SP4. An object 4 cm tall is located 30 cm from a concave mirror with a focal length of 15 cm . Because the focal length is half the radius of the curvature, the object is located at the center of curvature of the mirror. a. Using the object-image distance formula, find the loca- tion of the image. b.

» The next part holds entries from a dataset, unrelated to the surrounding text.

PR #706, opened 2023-09-14
Fix MSVC compilation

chfast:


test/unittests/state_transition.cpp
```diff
@@ -33,7 +33,11 @@ void state_transition::TearDown()
     auto& selected_vm = trace ? tracing_vm : vm;
 
     /// Optionally enable trace capturing in form of a RAII object.
-    const auto trace_capture = trace ? std::optional<TraceCapture>{std::in_place} : std::nullopt;
+    const auto trace_capture = [trace]() {
```
chfast, line 36: This version uses proper copy elision (mandatory by C++ standard now?). But I guess the version with `.emplace()` should look better now.

gumb0: It kinda looks excessive to use lambda for this simple case. I would prefer to declare `trace_capture` non-const as originally, if no other way.

gumb0 (approved):

test/unittests/state_transition.cpp
chfast: I also prefer simpler version. Although it won't be "functional style".

gumb0 (approved):

PR #709, opened 2023-09-24
Implement EIP-4788: Beacon block root in the EVM

chfast:
Implement the system call from the "Block processing" of the EIP-4788.
https://eips.ethereum.org/EIPS/eip-4788#block-processing

At the beginning of each block a gas-free call is invoked from
the _system_ account (`0xff..fe`) to the specific _system_ contract.

### DIFF
--- a/test/state/state.cpp
+++ b/test/state/state.cpp
@@ -147,6 +147,41 @@ void delete_empty_accounts(State& state)
 }
 }  // namespace
 
+void system_call(State& state, const BlockInfo& block, evmc_revision rev, evmc::VM& vm)
+{
+    static constexpr auto SystemAddress = 0xfffffffffffffffffffffffffffffffffffffffe_address;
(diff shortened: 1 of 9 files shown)


test/state/state.cpp
```diff
@@ -147,6 +147,44 @@ void delete_empty_accounts(State& state)
 }
 }  // namespace
 
+void system_call(State& state, const BlockInfo& block, evmc_revision rev, evmc::VM& vm)
```
rodiazet, line 150: Can we easily add unit tests for this function?

gumb0 (approved):

gumb0 (changes requested):
Unit test fails on sanitizer build

chfast:
> Looks good, but unit test fails on sanitizer build

Noticed, but I don't know why yet.

rodiazet (approved):

gumb0 (approved):

PR #713, opened 2023-09-27
Support blob transaction type (EIP-4844)

rodiazet:
- Add blob tx type support in state. 
- Modify `transition` and `validate_transaction` functions to pass `blob_gas_left` parameter.
- Update unit tests
- Support blob tx in t8n
- Compute `excess_blob_gas` and `blob_gas_price`.

### DIFF
--- a/test/state/state.cpp
+++ b/test/state/state.cpp
@@ -72,6 +72,29 @@ evmc_message build_message(const Transaction& tx, int64_t execution_gas_limit) n
 }
 }  // namespace
 
+intx::uint256 compute_blob_gas_price(uint64_t excess_blob_gas) noexcept
+{
+    /// A helper function approximating `factor * e ** (numerator / denominator)`.
+    /// https://eips.ethereum.org/EIPS/eip-4844#helpers
+    static constexpr auto fake_exponential = [](uint64_t factor, uint64_t numerator,
+                                                 uint64_t denominator) noexcept {
+        intx::uint256 i = 1;
+        intx::uint256 output = 0;
+        intx::uint256 numerator_accum = factor * denominator;
+        while (numerator_accum > 0)
+        {
+            output += numerator_accum;
+            numerator_accum = (numerator_accum * numerator) / (denominator * i);
+            i += 1;
+        }
+        return output / denominator;
+    };
+
+    static constexpr auto MIN_BLOB_GASPRICE = 1;
+    static constexpr auto BLOB_GASPRICE_UPDATE_FRACTION = 3338477;
+    return fake_exponential(MIN_BLOB_GASPRICE, excess_blob_gas, BLOB_GASPRICE_UPDATE_FRACTION);
+}
+
 /// Validates transaction and computes its execution gas limit (the amount of gas provided to EVM).
 /// @return  Execution gas limit or transaction validation error.
 std::variant<int64_t, std::error_code> validate_transaction(const Account& sender_acc,
--- a/test/state/state.cpp
+++ b/test/state/state.cpp
@@ -98,11 +98,28 @@ intx::uint256 compute_blob_gas_price(uint64_t excess_blob_gas) noexcept
 /// Validates transaction and computes its execution gas limit (the amount of gas provided to EVM).
 /// @return  Execution gas limit or transaction validation error.
 std::variant<int64_t, std::error_code> validate_transaction(const Account& sender_acc,
-    const BlockInfo& block, const Transaction& tx, evmc_revision rev,
-    int64_t block_gas_left) noexcept
+    const BlockInfo& block, const Transaction& tx, evmc_revision rev, int64_t block_gas_left,
+    int64_t blob_gas_left) noexcept
 {
     switch (tx.type)
     {
+    case Transaction::Type::blob:
+        if (rev < EVMC_CANCUN)
+            return make_error_code(TX_TYPE_NOT_SUPPORTED);
+        if (!tx.to.has_value())
+            return make_error_code(CREATE_BLOB_TX);
+        if (tx.blob_hashes.empty())
+            return make_error_code(EMPTY_BLOB_HASHES_LIST);
+
+        if (tx.max_blob_gas_price < block.blob_base_fee)
+            return make_error_code(FEE_CAP_LESS_THEN_BLOCKS);
+
+        if (std::ranges::any_of(tx.blob_hashes, [](const auto& h) { return h.bytes[0] != 0x01; }))
+            return make_error_code(INVALID_BLOB_HASH_VERSION);
+        if (std::cmp_greater(tx.blob_gas_used(), blob_gas_left))
+            return make_error_code(BLOB_GAS_LIMIT_EXCEEDED);
+        [[fallthrough]];
+
     case Transaction::Type::eip1559:
         if (rev < EVMC_LONDON)
             return make_error_code(TX_TYPE_NOT_SUPPORTED);
@@ -146,9 +163,16 @@ std::variant<int64_t, std::error_code> validate_transaction(const Account& sende
     // Compute and check if sender has enough balance for the theoretical maximum transaction cost.
     // Note this is different from tx_max_cost computed with effective gas price later.
     // The computation cannot overflow if done with 512-bit precision.
-    if (const auto tx_cost_limit_512 =
-            umul(intx::uint256{tx.gas_limit}, tx.max_gas_price) + tx.value;
-        sender_acc.balance < tx_cost_limit_512)
+    auto max_total_fee = umul(intx::uint256{tx.gas_limit}, tx.max_gas_price);
+    max_total_fee += tx.value;
+
+    if (tx.type == Transaction::Type::blob)
+    {
+        const auto total_blob_gas = tx.blob_gas_used();
+        // FIXME: Can overflow uint256.
+        max_total_fee += total_blob_gas * tx.max_blob_gas_price;
+    }
+    if (sender_acc.balance < max_total_fee)
         return make_error_code(INSUFFICIENT_FUNDS);
 
     const auto execution_gas_limit = tx.gas_limit - compute_tx_intrinsic_cost(rev, tx);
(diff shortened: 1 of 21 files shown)


test/state/state.hpp
```diff
@@ -184,11 +200,11 @@ void finalize(State& state, evmc_revision rev, const address& coinbase,
 
 [[nodiscard]] std::variant<TransactionReceipt, std::error_code> transition(State& state,
     const BlockInfo& block, const Transaction& tx, evmc_revision rev, evmc::VM& vm,
-    int64_t block_gas_left);
+    int64_t block_gas_left, uint64_t blob_gas_left);
```
gumb0, line 203: Why did you make `blob_gas_left` unsigned, when `block_gas_left` is signed?

rodiazet: fixed. No idea actually.

chfast (commented):
How was this tested? I think we need to enable at least some external JSON tests on CI.

rodiazet:
> How was this tested? I think we need to enable at least some external JSON tests on CI.

Done by https://github.com/ethereum/evmone/pull/713/commits/3dfcf0de9ea4acbe686c826f5575698e096ab08c

test/state/state.hpp
```diff
@@ -165,6 +178,9 @@ struct TransactionReceipt
     /// Amount of gas used by this transaction.
     int64_t gas_used = 0;
 
+    /// Amount of blob gas used by this transaction.
+    int64_t blob_gas_used = 0;
```
chfast, line 182: This is always constant times number of blob hashes. Maybe replace this with a member `blob_gas_used() { GAS_PER_BLOB * blob_hashes.size() }`?

test/state/state.hpp
```diff
@@ -99,6 +99,13 @@ struct BlockInfo
     bytes32 prev_randao;
     uint64_t base_fee = 0;
     std::vector<Ommer> ommers = {};
+
+    /// The "excess blob gas" parameter from EIP-4844
+    /// for computing the blob gas price in the current block.
+    int64_t excess_blob_gas = 0;
+    /// Max amount of blob gas allowed in block. It's static now but can be dynamic in the future.
+    static constexpr int64_t max_blob_gas_per_block = 786432;
```
chfast, line 107:
```suggestion
    static constexpr int64_t MaxBlobGasPerBlock = 786432;
```

test/state/state.cpp
```diff
@@ -307,6 +368,20 @@ std::variant<TransactionReceipt, std::error_code> transition(State& state, const
                    tx.to.has_value() ? tx.to.value() : bytes_view(), tx.value, tx.data,
                    tx.access_list, static_cast<bool>(tx.v), tx.r, tx.s);
     }
+    else
+    {
+        if (tx.v > 1)
+            throw std::invalid_argument("`v` value for eip1559 transaction must be 0 or 1");
```
chfast, line 374:
```suggestion
            throw std::invalid_argument("`v` value for blob transaction must be 0 or 1");
```

test/state/state.hpp
rodiazet: We don't have access to `blob_hashes.size()` in the context of `TransactionReceipt`  struct.

test/state/state.cpp
```diff
@@ -49,8 +65,10 @@ int64_t compute_tx_intrinsic_cost(evmc_revision rev, const Transaction& tx) noex
     const auto initcode_cost =
         is_create && rev >= EVMC_SHANGHAI ? initcode_word_cost * num_words(tx.data.size()) : 0;
     const auto tx_cost = is_create && rev >= EVMC_HOMESTEAD ? create_tx_cost : call_tx_cost;
-    return tx_cost + compute_tx_data_cost(rev, tx.data) + compute_access_list_cost(tx.access_list) +
-           initcode_cost;
+    auto c = tx_cost + compute_tx_data_cost(rev, tx.data) +
```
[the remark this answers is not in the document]
rodiazet: fixed

test/state/state.cpp
```diff
@@ -75,11 +93,32 @@ evmc_message build_message(const Transaction& tx, int64_t execution_gas_limit) n
...
+            return make_error_code(EMPTY_BLOB_HASHES_LIST);
+        if (tx.blob_hashes.size() > 6)
+            return make_error_code(BLOB_HASHES_LIST_SIZE_LIMIT_EXCEEDED);
+
+        if (tx.max_blob_gas_price < blob_gas_price)
+            return make_error_code(FEE_CAP_LESS_THEN_BLOCKS);
+
+        if (std::ranges::any_of(tx.blob_hashes, [](const auto& h) { return h.bytes[0] != 0x01; }))
+            return make_error_code(INVALID_BLOB_HASH_VERSION);
+        if (GAS_PER_BLOB * tx.blob_hashes.size() > static_cast<uint64_t>(blob_gas_left))
```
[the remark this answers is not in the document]
rodiazet: done

test/state/state.cpp
```diff
@@ -307,6 +368,20 @@ std::variant<TransactionReceipt, std::error_code> transition(State& state, const
...
+    {
+        if (tx.v > 1)
+            throw std::invalid_argument("`v` value for eip1559 transaction must be 0 or 1");
+        // tx_type +
+        // rlp [chain_id, nonce, max_priority_fee_per_gas, max_fee_per_gas, gas_limit, to, value,
+        // data, access_list, max_fee_per_blob_gas, blob_versioned_hashes, sig_parity, r, s];
+        return bytes{stdx::to_underlying(Transaction::Type::blob)} +
+               rlp::encode_tuple(tx.chain_id, tx.nonce, tx.max_priority_gas_price, tx.max_gas_price,
+                   static_cast<uint64_t>(tx.gas_limit),
+                   tx.to.has_value() ? tx.to.value() : bytes_view(), tx.value, tx.data,
```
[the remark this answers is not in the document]
rodiazet: done

test/state/state.hpp
gumb0: You should probably get this value form a transaction, not from receipt. This is not part of receipt as defined in EIP.

test/state/state.hpp
```diff
@@ -123,17 +130,23 @@ struct Transaction
...
+        /// Introduced by EIP-4844 https://eips.ethereum.org/EIPS/eip-4844.
+        blob = 3,
     };
 
     Type type = Type::legacy;
     bytes data;
     int64_t gas_limit;
     intx::uint256 max_gas_price;
     intx::uint256 max_priority_gas_price;
+    intx::uint256 max_blob_gas_price = {};
```
gumb0, line 144: redundant
```suggestion
    intx::uint256 max_blob_gas_price;
```

test/state/state.hpp
```diff
@@ -123,17 +130,23 @@ struct Transaction
...
     address sender;
     std::optional<address> to;
     intx::uint256 value;
     AccessList access_list;
+    std::vector<bytes32> blob_hashes = {};
```
gumb0, line 149:
```suggestion
    std::vector<bytes32> blob_hashes;
```

test/state/state.cpp
```diff
@@ -75,11 +91,32 @@ evmc_message build_message(const Transaction& tx, int64_t execution_gas_limit) n
...
     switch (tx.type)
     {
+    case Transaction::Type::blob:
+        if (rev < EVMC_CANCUN)
+            return make_error_code(TX_TYPE_NOT_SUPPORTED);
+        if (!tx.to.has_value())
+            return make_error_code(CREATE_BLOB_TX);
+        if (tx.blob_hashes.empty())
+            return make_error_code(EMPTY_BLOB_HASHES_LIST);
+        if (tx.blob_hashes.size() > 6)
```
gumb0, line 108: I understand that this is a limit for number of blob hashes included in a block, and transaction validity doesn't include this?

test/state/state.cpp
```diff
@@ -75,11 +91,32 @@ evmc_message build_message(const Transaction& tx, int64_t execution_gas_limit) n
 /// Validates transaction and computes its execution gas limit (the amount of gas provided to EVM).
 /// @return  Execution gas limit or transaction validation error.
 std::variant<int64_t, std::error_code> validate_transaction(const Account& sender_acc,
-    const BlockInfo& block, const Transaction& tx, evmc_revision rev,
-    int64_t block_gas_left) noexcept
+    const BlockInfo& block, const Transaction& tx, evmc_revision rev, int64_t block_gas_left,
+    int64_t blob_gas_left) noexcept
 {
+    const auto blob_gas_price = fake_exponential(1, block.excess_blob_gas, 3338477);
```
pdobacz, line 97: let's define these 2 constants somewhere

pdobacz (commented):
I need some more time to mull this over, but two comments from me so far

test/state/state.hpp
rodiazet: OK. I get Pawel's comment now. Thanks.

test/state/state.cpp
rodiazet: Yeah. IMO it's already handled by the condition but maybe @chfast wants to take a look also. I don't remember why this additional `BLOB_HASHES_LIST_SIZE_LIMIT_EXCEEDED` error was added. Maybe it's not needed any longer. I would remove it now.

chfast: If these checks are equivalent we can remove the `tx.blob_hashes.size() > 6`. I only recall discussions about having 3/6 or 2/4 blobs in the block. I'm not sure if blob gas cost handles this exact limit precisely and is enough.

chfast: Anyway, if the EIP does not mention 6 at all we proceed without it and check against tests.

rodiazet: `6*0x20000 == 786432` which is precisely `MAX_BLOB_GAS_PER_BLOCK`

test/state/state.cpp
chfast: Do you think we should go with Python naming convention for constants to be consistent with the spec? (sent from CLion PR review)

rodiazet: BTW. We should have some common place to define constants like those two.

pdobacz (approved):

test/state/state.cpp
```diff
@@ -14,6 +14,10 @@ namespace evmone::state
 {
 namespace
 {
+/// Values specified by EIP-4844
+constexpr auto min_blob_gasprice = 1;
```
chfast, line 18: Bring the constants to the single place they are use, which is `if (tx.type == Transaction::Type::blob)`.
Use naming `MIN_BLOB_GASPRICE` or `MinBlobGasPrice`.
They will be still searchable but no need to extend their scope unnecessarily.

test/state/state.cpp
```diff
@@ -307,6 +365,21 @@ std::variant<TransactionReceipt, std::error_code> transition(State& state, const
                    tx.to.has_value() ? tx.to.value() : bytes_view(), tx.value, tx.data,
                    tx.access_list, static_cast<bool>(tx.v), tx.r, tx.s);
     }
+    else
+    {
+        if (tx.v > 1)
+            throw std::invalid_argument("`v` value for blob transaction must be 0 or 1");
+        if (!tx.to.has_value())  // Blob tx has to have `to` address
+            throw std::invalid_argument("`to` value for blob transaction must not be null");
```
chfast, line 373: Codecov says this is uncovered by tests. Please add a test if true.

chfast (changes requested):

test/state/state.cpp
rodiazet: Test addded

chfast:
These tests from execution-spec-tests are failing: `cancun/eip4844_blobs/excess_blob_gas`.

test/statetest/statetest_loader.cpp
```diff
@@ -147,6 +147,29 @@ inline uint64_t calculate_current_base_fee_eip1559(
     return base_fee;
 }
 
+intx::uint256 compute_blob_gas_price(uint64_t excess_blob_gas) noexcept
```
chfast, line 150: This should stay in `state.cpp` because we want to have unit tests for it.

chfast (changes requested):

chfast (approved):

Calculate the magnification of this image. c. Is the image real or virtual, upright or inverted? d. Trace two rays from the top of the object to confirm your results.

To find the location of the image, we start with the mirror formula: \( \frac{1}{f} = \frac{1}{d_o} + \frac{1}{d_i} \). Plugging in \( f = -15 \, \text{cm} \) (negative because it's a concave mirror) and \( d_o = -30 \, \text{cm} \), we get: \[ \frac{1}{-15} = \frac{1}{-30} + \frac{1}{d_i} \] Solving for \( d_i \): \[ \frac{1}{d_i} = \frac{1}{-15} + \frac{1}{30} \implies \frac{1}{d_i} = -\frac{2}{30} + \frac{1}{30} = -\frac{1}{30} \] So, \[ d_i = -30 \, \text{cm} \] This indicates the image is located 30 cm in front of the mirror. Next, we calculate magnification using the formula \( m = -\frac{d_i}{d_o} \): \[ m = -\frac{-30}{-30} = 1 \] The magnification of 1 means the image is the same size as the object. Now, evaluating if the image is real or virtual: since the image distance is negative and on the same side as the object in a concave mirror, the image is real and inverted. To visualize, trace two rays from the top of the object: one ray parallel to the principal axis reflects through the focal point, and another traveling through the focal point reflects parallel to the principal axis. Both rays converge to form the image, confirming it's real, inverted, and of the same height as the object!